A training mask is an image with intensity values 0 and 1, where 1 represents masked. Such a mask can be used to sample voxels for training.
- static get_mask(ground_truth: SimpleITK.Image, ground_truth_labels: list, label_percentages: list, background_mask: SimpleITK.Image | None = None) SimpleITK.Image [source]#
Gets a training mask.
- Parameters:
ground_truth (sitk.Image) – The ground truth image.
ground_truth_labels (list of int) – The ground truth labels, where 0=background, 1=label1, 2=label2, …, e.g. [0, 1]
label_percentages (list of float) – The percentage of voxels of a corresponding label to extract as mask, e.g. [0.2, 0.2].
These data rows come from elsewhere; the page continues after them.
PR #1856, opened 2023-05-18
Aarch64 init_mmu(): call a non-locking version of map()

francescolavra:
When a new mapping is set up via the map() function, the page table spinlock is acquired in order to protect the page tables from concurrent access. On aarch64, spinlock operations are implemented by using the Load-Exclusive/Store-Exclusive mechanism; the Arm architecture reference manual (version H.a, section B2.9.2 "Exclusive access instructions and Shareable memory locations") says that support for this mechanism when address translation is disabled is not an architectural requirement, and architecturally compliant software must not rely on using it.
The init_mmu() function sets up some mappings before enabling the MMU (i.e. when address translation is disabled); in order for this code to run on machines where exclusive access instructions don't work without address translation (such as Apple M2, where the `ldxr` instruction triggers an exception), the page table lock must not be acquired. This change introduces a map_nolock() function, which is a variant of the map() function that does not acquire the page table lock; init_mmu() now calls map_nolock() instead of map(), which is safe because this code is only run during initialization by the boot CPU, when any additional CPUs have not been enabled yet.
This allows Nanos to run on Apple silicon with HVF acceleration.

### DIFF
--- a/src/aarch64/page.c
+++ b/src/aarch64/page.c
@@ -89,14 +89,14 @@ void init_mmu(range init_pt, u64 vtarget)
     page_init_debug("kernel_size ");
     page_init_debug_u64(kernel_size);
     page_init_debug("\n");
-    map(KERNEL_BASE, KERNEL_PHYS, kernel_size, pageflags_writable(pageflags_exec(pageflags_memory())));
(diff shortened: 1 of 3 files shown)


wjhun (approved):
LGTM

PR #1861, opened 2023-06-02
Page cache and filesystem fixes and improvements

### LINKED ISSUE #1851: node crashing on pagecache writes
hello! looks like there is a write issue. tried latest nanos and nightly:
```
INFO [05-09|23:53:39.332] Syncing beacon headers                   downloaded=13,731,840 left=3,494,356  eta=3m50.097s
ERROR[05-09|23:53:39.574] Empty cpu stats 
ERROR[05-09|23:53:42.577] Empty cpu stats 

frame trace: 
ffffc000027ffcd0:   ffffffff8008ac28    (extents_range_handler + 00000000000005f8/00000000000007bf)
ffffc000027ffdc0:   ffffffff8008af91    (filesystem_check_or_reserve_extent + 0000000000000051/00000000000000a9)
ffffc000027ffde0:   ffffffff8004de6b    (pagecache_write_sg + 00000000000000eb/000000000000054e)
ffffc000027fff00:   ffffffff800cbc43    (file_write + 0000000000000183/000000000000045b)
ffffc000027fff80:   ffffffff800ce9d9    (write + 0000000000000189/0000000000000277)
ffffc000027fffb0:   ffffffff800d758a    (syscall_handler + 00000000000002ca/00000000000005b9)

loaded klibs: 
assertion oldval failed at /home/circleci/project/src/tfs/tfs.c:877  in update_extent(); halt
```

If I can provide anymore information please lmk and I will be glad to

francescolavra:
This change set fixes a few issues that have been identified in the page cache and TFS code, and improves memory handling so that the kernel is able to operate correctly under memory pressure.
Closes #1851.

Issues fixed:
- refcounting of pagecache pages was leaking a reference when the touch_or_fill_page_nodelocked() function is called with a
null merge argument for a non-filled page 
- the range to be allocated on the TFS storage heap when extending a file extent was calculated incorrectly, thereby wasting a portion of the allocated range
- refcounting of TFS log structures was implemented in a way that prevents theses structures from being deallocated after a log is retired
- the log compaction code now prevents triggering a new compaction when the previous compaction is not complete

New features:
- the id heap being used as TFS storage heap has been replaced with a rangemap-based heap, for improved memory efficiency on instances with large volumes
- the page cache draining implementation is now able to deallocate not only the page-sized memory chunks that make up the cache, but also their associated structures that link pages to the other pagecache data structures, for improved scalability when running applications that create large files and/or a large amount of files
- the free memory threshold used to trigger memory cleaning is now calculated dynamically based on the total amount of physical memory available in an instance


src/runtime/range.c
```diff
@@ -90,6 +90,39 @@ boolean rangemap_insert_range(rangemap rm, range r)
...
+                if (n == INVALID_ADDRESS)
+                    return false;
+                rmnode_init(n, irange(r.end, curr->r.end));
+                curr->r.end = r.start;
+                rangemap_insert(rm, n);
+            } else {
+                curr->r.end = r.start;
+            }
+        } else if (curr->r.end > r.end) {
+            curr->r.start = r.end;
```
wjhun, line 117: Changing curr->r should a rangemap_reinsert(). In this particular case, it's possible that the adjustment of start would not actually cause any reordering in the underlying data structure (rbtree), but this isn't a guarantee at the interface level.

Similarly, changing curr->r.end above should not effect a change in the tree - but, again, there could be subtle breakage should the rangemap implementation be changed in the future.

src/kernel/pagecache.c
```diff
@@ -317,7 +317,8 @@ closure_function(3, 1, void, pagecache_read_page_complete,
     closure_finish();
 }
 
-/* The page refcount is incremented (unless a free page could not be re-allocated). */
+/* The page refcount is incremented (unless the page is not filled and either a read request is not
+ * ongoing, or the merge argument is null. */
```
wjhun, line 321: Nit: parens

wjhun (approved):
Looks good ... a few notes

src/kernel/pagecache.c
```diff
@@ -398,14 +398,28 @@ static void pagecache_page_release_locked(pagecache pc, pagecache_page pp)
     u64 pre = fetch_and_add(&pc->total_pages, -1);
     assert(pre > 0);
     pagecache_debug("%s: total pages now %ld\n", __func__, pre - 1);
+#ifdef KERNEL
+    if (full_delete) {
```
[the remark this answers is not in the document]
francescolavra: How would you implement a mem_cleaner callback for this? If we walk the list of free pages with the pagecache state lock held, we can't safely lock the node of a given page, for the same reason why we have a spin_try() here. On the other hand, we don't have a global list of pagecache_nodes; even if we had one, it seems inefficient to walk through all the nodes in the cache (and walk through all pages in each node) to find page structs that can be deallocated.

background_mask (sitk.Image) – A mask, where intensity 0 indicates voxels to exclude independent of the
label. –
- Returns:
The training mask.
- Return type:
sitk.Image
- mialab.filtering.feature_extraction.first_order_texture_features_function(values)[source]#
Calculates first-order texture features.
- Parameters:
values (np.array) – The values to calculate the first-order texture features from.
- Returns:
A vector containing the first-order texture features:
mean
variance
sigma
skewness
kurtosis
entropy
energy
snr
min
max
range
percentile10th
percentile25th
percentile50th
percentile75th
percentile90th
- Return type:
np.array
Post-processing (mialab.filtering.postprocessing
module)#
The post-processing module contains classes for image filtering mostly applied after a classification.
Image post-processing aims to alter images such that they depict a desired representation.